We know that every point on the unit circle can be described as a vertex on a right triangle. Since this triangle is right, getting coordinates with some trig shouldn't be too hard.
This is a classic Unit Circle (sourced from Wikipedia). Every point on the unit circle can be represented as $(\cos{\theta}, \sin{\theta})$. But $\theta$ is a radian, so let's do that right.
We know that $360° = 2 \pi$, so translating a degree to a radian as easy:
rad = 360 / (2 * Math.PI);
Now, let's draw a circle:
function draw() {
rad = 360 / (2 * Math.PI);
for (let i = 0; i <= 360; i++) {
line(...ORIGIN,
Math.cos(i*rad),
Math.sin(i*rad)
);
}
}
Well that's not doing it. Let's think about this.
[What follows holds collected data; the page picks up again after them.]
PR #66, opened 2015-02-25
PresenterFactory as callback & changed invalid link handling [WIP]

dg:
Two different things.

1) replaced PresenterFactory dependency on DI with simple callback. 
- dependency on DIC is bad (it is the only one dependency on DIC in whole framework)
- current PresenterFactory constructor is different in 2.2 and 2.3, so there will still be BC break
- partially solves #16 

2) new invalidLinkMode
- handling of invalid links is not insufficient, we need warnings
- I am not happy with #65, where (for partial combatibility) is mode that triggers warnings named `INVALID_LINK_SILENT`

### DIFF
--- a/src/Application/PresenterFactory.php
+++ b/src/Application/PresenterFactory.php
@@ -29,17 +29,16 @@ class PresenterFactory extends Nette\Object implements IPresenterFactory
 	/** @var array */
 	private $cache = array();
 
-	/** @var Nette\DI\Container */
-	private $container;
-
-	/** @var string */
-	private $touchToRebuild;
+	/** @var callable */
+	private $factory;
 
 
-	public function __construct(Nette\DI\Container $container, $touchToRebuild = NULL)
+	/**
+	 * @param  callable  function(string $class): IPresenter
+	 */
+	public function __construct($factory = NULL)
 	{
-		$this->container = $container;
-		$this->touchToRebuild = $touchToRebuild;
+		$this->factory = $factory ?: function($class) { return new $class; };
 	}
 
 
@@ -50,25 +49,7 @@ class PresenterFactory extends Nette\Object implements IPresenterFactory
 	 */
 	public function createPresenter($name)
 	{
-		$class = $this->getPresenterClass($name);
-		$services = array_keys($this->container->findByTag('nette.presenter'), $class);
-		if (count($services) > 1) {
-			throw new InvalidPresenterException("Multiple services of type $class found: " . implode(', ', $services) . '.');
-
-		} elseif (!$services) {
-			if ($this->touchToRebuild) {
-				touch($this->touchToRebuild);
-			}
-
-			$presenter = $this->container->createInstance($class);
-			$this->container->callInjects($presenter);
-			if ($presenter instanceof UI\Presenter && $presenter->invalidLinkMode === NULL) {
-				$presenter->invalidLinkMode = $this->container->parameters['debugMode'] ? UI\Presenter::INVALID_LINK_WARNING : UI\Presenter::INVALID_LINK_SILENT;
-			}
-			return $presenter;
-		}
-
-		return $this->container->createService($services[0]);
+		return call_user_func($this->factory, $this->getPresenterClass($name));
 	}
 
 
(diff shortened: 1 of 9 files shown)


src/Application/PresenterFactory.php
```diff
@@ -35,11 +35,15 @@ class PresenterFactory extends Nette\Object implements IPresenterFactory
...
+	/** @var int */
+	private $invalidLinkMode;
 
-	public function __construct(Nette\DI\Container $container, $autoRebuild = FALSE)
+
+	public function __construct(Nette\DI\Container $container, $autoRebuild = FALSE, $invalidLinkMode = NULL)
 	{
 		$this->container = $container;
 		$this->autoRebuild = $autoRebuild;
+		$this->invalidLinkMode = $invalidLinkMode;
```
fprochazka: I liked more the setter. A lot of people are inheriting the class and this might make an unnecesary BC Break. It would be imho better to add sane default value to the property and create setter.

klimesf:
:+1:

src/Bridges/ApplicationDI/Helpers.php
```diff
@@ -0,0 +1,46 @@
...
+ *
+ * @internal
+ */
+class Helpers
+{
+
+	/**
+	 * @return Nette\Application\IPresenter
+	 */
+	public static function createPresenter($class, $container, $touchToRebuild, $invalidLinkMode)
```
stekycz: Typehint for `$container`?

What does `$touchToRebuild` mean? What should be the value? A comment would be nice.

dg: I added typehint.

hrach:
- first commit contains changes with invalid link hadling, probably bug
- at least invalid link handling should be postponed to 2.4

-----

PresenterFactory:
- current proposed design doesn't make sense at all,
- there is nothing wrong to have a dependency on DIC, if there is a interface and possibility for own replacement.
- create Factory, which in fact deosn't create a instance, is wrong. Passing logic through clousure is wrong. In the end, the dependency on the DIC is still present, in static Helper.
- Corrent solution should be:
  - provide default implementation without DIC.
  - provide DIC implementation in bridges namespace.

src/Bridges/ApplicationDI/ApplicationExtension.php
```diff
@@ -56,10 +64,16 @@ public function loadConfiguration()
 			$application->addSetup('Nette\Bridges\ApplicationTracy\RoutingPanel::initializePanel');
 		}
 
-		$touchToRebuild = $this->debugMode && $config['scanDirs'] ? reset($config['scanDirs']) : NULL;
+		$code = '!($me = $this) ?: ' . $container->formatPhp(
+			'function ($class) use ($me) { return Nette\Bridges\ApplicationDI\Helpers::createPresenter($me, $class, ?, ?); }',
```
fprochazka: I like the closure, but I don't like that it's static class, when it doesn't have to be static class.

you could have created

```php
class PresenterFactoryCallback
{
    public function __construct(/* deps */);
    public function __invoke($class);
}
```

and attach it like

```php
$presenterFactory = $container->addDefinition($this->prefix('presenterFactory'))
    ->setFactory('Nette\Application\PresenterFactory', [
        new Nette\DI\Statement('PresenterFactoryCallback')
    ])
```

IMHO a lot nicer, what do you think?

dg:
@hrach  I see no changes in invalid link handling in first commit.

This can be of course postponed to 2.4, but it seems to me unnecessary to wait a year before invalid links will throw warnings. 

ad design: to create interface & its implementation where can be used simple callback is possible, but over complicated.

fprochazka:
I'm :+1: for warnings on invalid links. They don't kill production and I wanna know about them.

hrach:
@dg sorry, I missread.

> ad design: to create interface & its implementation where can be used simple callback is possible, but over complicated.

That's more Filip's proposal than mine. I see no reason to create another interface, when one is present. It's IPresenterFactory. It's totally ok to have one imlementaion dependent on DIC:

src/Bridges/ApplicationDI/ApplicationExtension.php
dg: Yes, it is fine. I take this more as a cosmetic detail, which can be changed at any time.

dg:
>  It's totally ok to have one imlementaion dependent on DIC:

I agree, the motivation was to get rid of frequent changes in constructor, https://github.com/nette/application/pull/66#discussion_r25307535

PR #67, opened 2015-03-03
composer.json: requires RobotLoader ~2.2

enumag:
ApplicationExtension doesn't work without RobotLoader. (Unless you disable scanDirs option.)


dg:
This is bridge dependency and these dependencies are not managed by composer.json.

enumag:
In that case why is nette/di required?

dg:
Because it was used by PresenterFactory. Now it can be moved to require-dev.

We're definitely converting our $\theta$ from degrees to radians. But now that I
think of it, the output of each of Math.sin
and Math.cos
has got to be
${\alpha : -1 \leq \alpha \leq 1}$, so we're just drawing a lot of lines from
the origin to a circle around the pixels in the top left corner. Really it's
just a square because it's the top circling around the top pixel and 3 pixels
outside the frame.
So let's recenter to the origin.
function draw() {
rad = 360 / (2 * Math.PI);
for (let i = 0; i <= 360; i++) {
line(...ORIGIN,
ORIGIN[0] + Math.cos(i*rad),
ORIGIN[0] + Math.sin(i*rad)
);
}
}
Beautiful, we have a dot. Our radius is 1 pixel, so it's a 2x2 pixel square around the origin. Let's adjust the radius.
function draw() {
radius = 250;
rad = 360 / (2 * Math.PI);
for (let i = 0; i <= 360; i++) {
line(...ORIGIN,
ORIGIN[0] + Math.cos(i*rad)*radius,
ORIGIN[0] + Math.sin(i*rad)*radius
);
}
}
Hey, we got a circle! Nice.
Technically this is all we needed. But let's try giving it some varied color.
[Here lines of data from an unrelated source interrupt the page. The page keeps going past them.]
PR #71, opened 2015-03-18
Proper enconding of Content-Dispisition filename

foxycode:
According to RFC 5987 Content-Disposition filename should not contain non-US-ASCII characters.

Proper way to encode filename is this:
"filename*=utf-8''%C5%BElu%C5%A5ou%C4%8Dk%C3%BD%20k%C5%AF%C5%88.txt".

Unfortunately, RFC 5987 is not supported by all browsers, so for compatibility reasons, filename should be sent like this:
"filename=žluťoučký kůň.txt; filename*=utf-8''%C5%BElu%C5%A5ou%C4%8Dk%C3%BD%20k%C5%AF%C5%88.txt".

Some discussion about this is here: http://stackoverflow.com/questions/93551/how-to-encode-the-filename-parameter-of-content-disposition-header-in-http

### DIFF
--- a/src/Application/Responses/FileResponse.php
+++ b/src/Application/Responses/FileResponse.php
@@ -93,7 +93,9 @@ class FileResponse extends Nette\Object implements Nette\Application\IResponse
 	{
 		$httpResponse->setContentType($this->contentType);
 		$httpResponse->setHeader('Content-Disposition',
-			($this->forceDownload ? 'attachment' : 'inline') . '; filename="' . $this->name . '"');
+			($this->forceDownload ? 'attachment' : 'inline')
+				. '; filename="' . $this->name . '"'
+				. '; filename*=utf-8\'\'' . rawurlencode($this->name));
 
 		$filesize = $length = filesize($this->file);
 		$handle = fopen($this->file, 'r');
--- a/tests/Application/FileResponse.contentDisposition.phpt
+++ b/tests/Application/FileResponse.contentDisposition.phpt
@@ -28,7 +28,7 @@ test(function() {
 	$fileResponse->send(new Http\Request(new Http\UrlScript), $response = new Http\Response);
 
 	Assert::same( $origData, ob_get_clean() );
-	Assert::same( 'attachment; filename="' . $fileName . '"', $response->getHeader('Content-Disposition') );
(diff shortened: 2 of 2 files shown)


fprochazka:
Great work :+1:

src/Application/Responses/FileResponse.php
```diff
@@ -93,7 +93,9 @@ public function send(Nette\Http\IRequest $httpRequest, Nette\Http\IResponse $htt
 	{
 		$httpResponse->setContentType($this->contentType);
 		$httpResponse->setHeader('Content-Disposition',
-			($this->forceDownload ? 'attachment' : 'inline') . '; filename="' . $this->name . '"');
+			($this->forceDownload ? 'attachment' : 'inline')
+				. '; filename="' . $this->name . '"'
+				. '; filename*=utf-8\'\'' . rawurldecode($this->name));
```
dg: decode or encode?

foxycode:
@dg Of course encode :-) Updated.

dg:
Should it be `"filename=žluťoučký kůň.txt; filename*=utf-8''%C5%BElu%C5%A5ou%C4%8Dk%C3%BD%20k%C5%AF%C5%88.txt"` or `"filename=zlutoucky kun.txt; filename*=utf-8''%C5%BElu%C5%A5ou%C4%8Dk%C3%BD%20k%C5%AF%C5%88.txt"`? (i.e. in ASCII)

foxycode:
@dg I tried current approach with `"filename="žluťoučký kůň.txt"; filename*=utf-8''%C5%B...` and it works great in FF 36, Chrome 41 and IE 11. According linked discussion, browsers without RFC 5987 support should ignore second filename part and thus use same filename which nette sent before.

dg:
Can you add prefix `FileResponse:` in commit message?

dg:
Btw Test Cases for HTTP Content-Disposition header field http://greenbytes.de/tech/tc2231/

foxycode:
Prefix added, I'll look to your link more tomorrow, but according to what I've read my solution should work just fine.

dg:
Thanks!

foxycode:
@dg When you plan next release (2.3.2)?

dg:
Soon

We've got a nice variable i
right there that describes a circle in 360
degrees. We could use the same sin wave we've already got to give our 3 colors
different degrees. Remember, the outputs of sine and cosine are always between
-1 and 1, so since our color scale is from 0 to 255 we'd basically have just
black lines if we don't normalize our scale to 255.
Since -1*255 is -255, we should move our color scale up to [0,2] by adding 1 to the output of sine and cosine.
s = 1 + Math.sin(i);
c = 1 + Math.cos(i);
Then we should scale to 255. We can't just multiply by 255, though, because when either sine or cosine equal 1, s and c = 2, so $s \cdot 255 = 510$. Let's instead scale by half of 255, so 127.5.
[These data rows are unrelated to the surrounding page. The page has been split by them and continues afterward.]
PR #79, opened 2015-06-07
Application: Availability of invalid request for ErrorPresenter

enumag:
Currently if the initial request is invalid, there is no way for the ErrorPresenter to know what the initial request was. Or in case there is a [mechanic to use per-module ErrorPresenters](https://github.com/enumag/Application/blob/master/src/Application.php#L58-L90) it will fail to call the correct module-specific ErrorPresenter.

For these reasons I believe that the initial request should be available even if it is not valid.

(Just to be clear, I'm not looking for hack suggestions. I'm well aware I can hack it using `$request = $this->router->match($this->httpRequest);` in case the array is empty or just override the createInitialRequest method.)

### DIFF
--- a/src/Application/Application.php
+++ b/src/Application/Application.php
@@ -117,14 +117,14 @@ class Application extends Nette\Object
 			throw new BadRequestException('No route for HTTP request.');
 
 		} elseif (strcasecmp($request->getPresenterName(), $this->errorPresenter) === 0) {
-			throw new BadRequestException('Invalid request. Presenter is not achievable.');
+			throw BadRequestException::fromRequest($request, 'Invalid request. Presenter is not achievable.');
 		}
 
 		try {
 			$name = $request->getPresenterName();
 			$this->presenterFactory->getPresenterClass($name);
 		} catch (InvalidPresenterException $e) {
-			throw new BadRequestException($e->getMessage(), 0, $e);
+			throw BadRequestException::fromRequest($request, $e->getMessage(), 0, $e);
 		}
 
 		return $request;
@@ -169,7 +169,7 @@ class Application extends Nette\Object
 			$this->httpResponse->setCode($e instanceof BadRequestException ? ($e->getCode() ?: 404) : 500);
 		}
 
-		$args = ['exception' => $e, 'request' => end($this->requests) ?: NULL];
+		$args = ['exception' => $e, 'request' => $e->getRequest() ?: (end($this->requests) ?: NULL)];
 		if ($this->presenter instanceof UI\Presenter) {
 			try {
 				$this->presenter->forward(":$this->errorPresenter:", $args);
--- a/src/Application/exceptions.php
+++ b/src/Application/exceptions.php
@@ -44,9 +44,29 @@ class BadRequestException extends \Exception
 	protected $code = 404;
 
 
-	public function __construct($message = '', $code = 0, \Exception $previous = NULL)
+	/** @var Request */
+	private $request;
+
+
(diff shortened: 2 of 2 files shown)


dg:
This solution seems like unexpected side effect of method named createXyz()

JanTvrdik:
What about putting the `$request` instance inside the `BadRequestException`?

enumag:
@JanTvrdik Yeah, that's the other option I was considering. Look at my implementation please.

src/Application/Application.php
```diff
@@ -117,14 +117,14 @@ public function createInitialRequest()
...
-			throw new BadRequestException('Invalid request. Presenter is not achievable.');
+			throw (new BadRequestException('Invalid request. Presenter is not achievable.'))->setRequest($request);
 		}
 
 		try {
 			$name = $request->getPresenterName();
 			$this->presenterFactory->getPresenterClass($name);
 		} catch (InvalidPresenterException $e) {
-			throw new BadRequestException($e->getMessage(), 0, $e);
+			throw (new BadRequestException($e->getMessage(), 0, $e))->setRequest($request);
```
fprochazka: doctrine style

```php
throw BadRequestException::fromRequest($request, $e);
```

would be nicer :P

JanTvrdik: :+1: for Doctrine style. Or we can at least remove `setRequest()` and pass it as 4th constructor's parameter. Exceptions should be immutable.

enumag: Thanks for suggestions! :-) I used both.

src/Application/exceptions.php
```diff
@@ -44,9 +44,29 @@ class BadRequestException extends \Exception
...
+	/**
+	 * @return Request|null
+	 */
+	public function getRequest()
+	{
+		return $this->request;
+	}
+
+
+	public static function fromRequest(Request $request, $message = '', $code = 0, \Exception $previous = NULL)
```
enumag: Maybe just two parameters where the second could be either string or \Exception? cc @fprochazka

fprochazka: I was thinking `public static function fromRequest(Request $request, \Exception $previous = NULL)` since it doesn't obstruct the original constructor and you can still overwrite it

enumag: I think you missed that the first use-case in Appliction does not have an original exception.

fprochazka: I see now, thanks :)

enumag: @fprochazka Then what do you think is better? The implementation currently proposed or this one? :-)

```php
/**
 * @param string|\Exception $message
 */
public static function fromRequest(Request $request, $message)
{
	$cond = $message instanceof \Exception;
	return new static($cond ? $message->getMessage(), 0, $cond ? $message : null, $request);
}
```

enumag:
By the way what do you think about this commit? https://github.com/enumag/application-1/commit/3f5307a5a383710ec8fce2cd23aadf1ed3a35410 @fprochazka @JanTvrdik

enumag:
ping @fprochazka @JanTvrdik

enumag:
bump

enumag:
ping @dg

dg:
IMHO the 'there is no way for the ErrorPresenter to know what the initial request was' was fixed in 7b07c4e3aa150fdea0b7765a7223bca621136689, ie. now it can be received via `$application->getRequests()`

enumag:
Thanks!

s = (1 + Math.sin(i)) * 127.5;
c = (1 + Math.cos(i)) * 127.5;
function draw() {
radius = 250;
rad = 360 / (2 * Math.PI);
for (let i = 0; i <= 360; i++) {
line(...ORIGIN,
ORIGIN[0] + Math.cos(i*rad)*radius,
ORIGIN[0] + Math.sin(i*rad)*radius
);
s = (1 + Math.sin(i)) * 127.5;
c = (1 + Math.cos(i)) * 127.5;
stroke(s, s, c);
}
}
So right here I wanted to start experimenting with size and got a happy accident
I'd like to checkpoint as I was troubleshooting gain. If you just change DIM
to [1920,1080]
you get this:
I'm not fully sure what's going on with that, but I like it. I'm going to troubleshoot this point.
Fixed:
function draw() {
radius = 250;
rad = 360 / (2 * Math.PI);
for (let i = 0; i <= 360; i++) {
line(...ORIGIN,
ORIGIN[0] + Math.cos(i*rad)*radius,
ORIGIN[1] + Math.sin(i*rad)*radius
);
s = (1 + Math.sin(i)) * 127.5;
c = (1 + Math.cos(i)) * 127.5;
stroke(s, s, c);
}
}
I was actually centering the Y origin on the X origin, which means my origin was offcentered vertically by $(x/2)-(y/2)$. Good to remember for future experimentation.
In the meantime, let's mess with some stroke width. First I'm going to refactor for some clarity (I'm trying to reproduce an effect I got earlier).
Ah, fascinating, I just found a bug: the line defining rad
is backward. I'm
blowing up the definition of rad. It should read rad = Math.PI/180;
.
Let's rewrite a bit, and get rid of my bad Python habits:
function draw() {
const radius = 250;
const rad = Math.PI / 180;
for (let i = 0; i <= 360; i+=2) {
let rads = i * rad;
let xOffset = Math.cos(rads)*radius;
let yOffset = Math.sin(rads)*radius;
line(...ORIGIN,
ORIGIN[0] + xOffset,
ORIGIN[1] + yOffset
);
let s = (1 + Math.sin(i)) * 127.5;
let c = (1 + Math.cos(i)) * 127.5;
strokeWeight(i);
stroke(s, s, c);
}
}
Math.PI / 180
is the equivalent of $\frac{2 \pi}{360}$.
Well that's a fascinating result. Let's scale it back up to 1920x1080.
Fascinating.
Well, that's it. I just wanted to work through some of the math of programming a circle.